[Available data]

PR #45, opened 2026-09-04
Paginatable + CursorPaginatable: RFC 8288 Link headers (first/prev/next/last)

VSN2015:
## Summary

Clients of both paginators had to assemble the next-page URL themselves from `X-Page`/`X-Total-Pages` or `X-Next-Cursor`. Every paginated response now also carries an **RFC 8288 `Link` header** — the GitHub convention — with URLs rebuilt from the current request (`base_url` + `path`, every other query param preserved):

| Concern | rels |
|---|---|
| Paginatable | `first`, `prev`, `next`, `last` (`page=N`). `prev`/`next` only when such a page exists; past the end `prev` points at the last page; nothing for an empty collection. |
| CursorPaginatable | `next` (`cursor=<X-Next-Cursor>` while more pages exist), `prev` in bidirectional mode, `first` (cursor dropped) once a cursor is in play. `per_page` and the order preset are preserved. |

```
Link: <http://api.example.com/articles?page=1&per_page=10&q=abc>; rel="first",
      <http://api.example.com/articles?page=1&per_page=10&q=abc>; rel="prev",
      <http://api.example.com/articles?page=3&per_page=10&q=abc>; rel="next",
      <http://api.example.com/articles?page=5&per_page=10&q=abc>; rel="last"
```

**Design**

- New **`Support::LinkHeader`** (autoloaded, shared): `available?(controller)` — a request exposing `base_url`/`path`/`query_parameters` (the dependency-free `FakeController` has none, so emission is silently skipped); `url_for(request, drop:, **overrides)` — Rack nested-query encoding, nested params survive, nil/`drop:` removes a key; `append(response, rels)` — **never clobbers** an existing `Link` (Deprecatable's `rel="deprecation"`, CDN hints), appends after it.
- Both macros gain **`link_header: true`**; `paginate_by link_header: false` / `cursor_paginate_by link_header: false` opt out. The `X-*` headers are unchanged either way.
- Behaviour change to be aware of: on by default, so every non-empty paginated response grows by one header. Behind a proxy the URLs name whatever host Rails sees — the docs note `trusted_proxies`/forwarded headers.

**Merge note:** this PR and #40 (Paginatable arrays) both touch `paginatable.rb` (header comment, `paginate_by`, `paginated`). Whichever merges second needs a trivial rebase — I'll do it in the loop as soon as one lands.

## Docs

- `README.md` — both "Response headers" lines.
- `docs/concerns/paginatable.md` — `link_header` config row, `Link` header row, two Notes bullets (proxy/host, append semantics).
- `docs/concerns/cursor-paginatable.md` — `link_header:` config row, `Link` header row, Notes bullet.

```
### Added
- **Controllers::Paginatable / CursorPaginatable**: RFC 8288 `Link` response
  header — `first`/`prev`/`next`/`last` page URLs for Paginatable, `next`
  (+ `prev` in bidirectional mode, `first` once a cursor is in play) for
  CursorPaginatable — rebuilt from the current request with every other query
  param preserved and appended to any existing `Link` header. Opt out with
  `link_header: false` on either macro. Backed by the new shared
  `Support::LinkHeader`.
```

## Test plan

- [x] `spec/concerns/support/link_header_spec.rb` (+8): URL rebuild with ordering/encoding, nil/`drop:` removal, adding a key, nested params, RFC 8288 serialization, append-to-existing, all-nil no-op, `available?` matrix.
- [x] Paginatable (+7, real ActionController via `IntegrationHarness`): full rel set on a middle page with other params preserved, first/last-page omissions, past-the-end `prev`, empty collection → no header, `link_header: false`, appended after a pre-set `Link`, bare-harness skip.
- [x] CursorPaginatable (+5): `next` with the `X-Next-Cursor` token on page 1, `first` once a cursor is in play and no `next` on the last page, `prev` in bidirectional mode with an order preset preserved, `link_header: false`, bare-harness skip.
- [x] Full suite: 1277 examples, 0 failures (98.34%). RuboCop clean.

### DIFF
--- a/lib/concerns_on_rails/controllers/paginatable.rb
+++ b/lib/concerns_on_rails/controllers/paginatable.rb
@@ -1,5 +1,6 @@
 require "active_support/concern"
 require "concerns_on_rails/support/scalar_param"
+require "concerns_on_rails/support/link_header"
 
 module ConcernsOnRails
   module Controllers
@@ -23,6 +24,12 @@ module ConcernsOnRails
     #   def search
     #     render json: paginated(ExternalCatalog.search(params[:q]))
     #   end
+    #
+    # Every paginated response also carries an RFC 8288 `Link` header with
+    # first/prev/next/last URLs rebuilt from the current request (other query
+    # params preserved) — the GitHub convention, so clients can follow links
+    # instead of computing page numbers. `paginate_by link_header: false` turns
+    # it off.
     module Paginatable
       extend ActiveSupport::Concern
 
@@ -33,15 +40,18 @@ module ConcernsOnRails
       included do
         class_attribute :paginatable_per_page, default: DEFAULT_PER_PAGE
         class_attribute :paginatable_max_per_page, default: DEFAULT_MAX_PER_PAGE
+        class_attribute :paginatable_link_header, default: true
       end
 
       class_methods do
-        # Configure the default page size and the hard cap on per_page.
+        # Configure the default page size, the hard cap on per_page, and whether
+        # the RFC 8288 Link header is emitted.
         # Example:
-        #   paginate_by per_page: 50, max_per_page: 500
-        def paginate_by(per_page: DEFAULT_PER_PAGE, max_per_page: DEFAULT_MAX_PER_PAGE)
+        #   paginate_by per_page: 50, max_per_page: 500, link_header: false
+        def paginate_by(per_page: DEFAULT_PER_PAGE, max_per_page: DEFAULT_MAX_PER_PAGE, link_header: true)
           self.paginatable_per_page = per_page.to_i
           self.paginatable_max_per_page = max_per_page.to_i
+          self.paginatable_link_header = link_header ? true : false
         end
       end
 
@@ -70,6 +80,7 @@ module ConcernsOnRails
 
         @paginatable_meta = { total: total, page: page, per_page: per_page, total_pages: total_pages }
         set_pagination_headers(**@paginatable_meta)
+        set_pagination_links(page: page, total_pages: total_pages)
         records
       end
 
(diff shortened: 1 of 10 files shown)


lib/concerns_on_rails/support/link_header.rb
```diff
@@ -0,0 +1,45 @@
+require "rack/utils"
+
+module ConcernsOnRails
+  module Support
+    # RFC 8288 `Link` response header for the paginators: rebuilds the current
+    # request URL with a few query params changed (`page=3`, `cursor=…`) and
+    # appends `<url>; rel="next"` entries to the response — never clobbering a
+    # Link header something else already set (Deprecatable's rel="deprecation",
+    # CDN preload hints). Shared by Paginatable and CursorPaginatable.
+    module LinkHeader
```
VSN2015, line 10: Encapsulating RFC 8288 link formatting in `LinkHeader` keeps pagination controllers clean and DRY.

lib/concerns_on_rails/controllers/paginatable.rb
```diff
@@ -148,6 +159,30 @@ def set_pagination_headers(total:, page:, per_page:, total_pages:)
         response.set_header("X-Per-Page", per_page.to_s)
         response.set_header("X-Total-Pages", total_pages.to_s)
       end
+
+      # Link: <…?page=1>; rel="first", <…?page=1>; rel="prev", <…?page=3>;
+      # rel="next", <…?page=5>; rel="last". prev/next only when such a page
+      # exists; past the end, prev points at the last page. Nothing is emitted
```
VSN2015, line 165: Rebuilding clean URLs with only relevant pagination parameter overrides preserves other query filters in the Link headers.

VSN2015 (commented):
LGTM! Standard RFC 8288 `Link` headers across both offset and cursor pagination models align API responses with GitHub/REST conventions and simplify client-side traversal.

PR #46, opened 2026-09-04
Filterable: comparison operators (suffix + bracket form) and type coercion

VSN2015:
## Summary

Direct-where filters could only do equality; anything else — a price range, a status list, "not archived", "discontinued IS NULL", a title search — meant a `with:` lambda per field. Filters can now **opt into operators**:

```ruby
filter_by :price, :stock, :status, :name, operators: true      # all of them
filter_by :created_at, operators: %i[gte lte]                  # a subset
filter_by :min_stock, type: :integer, with: ->(rel, v) { … }   # lambda receives Integer 5, not "5"
```

Accepted as a suffix or in bracket form:

| Operator | Param | SQL |
|---|---|---|
| `not` | `?status_not=draft` | `status != 'draft'` |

[What is being asked]
Using the records above, work out how many lines hold the string "either"; answer with that number alone.

[Answer for the task]
2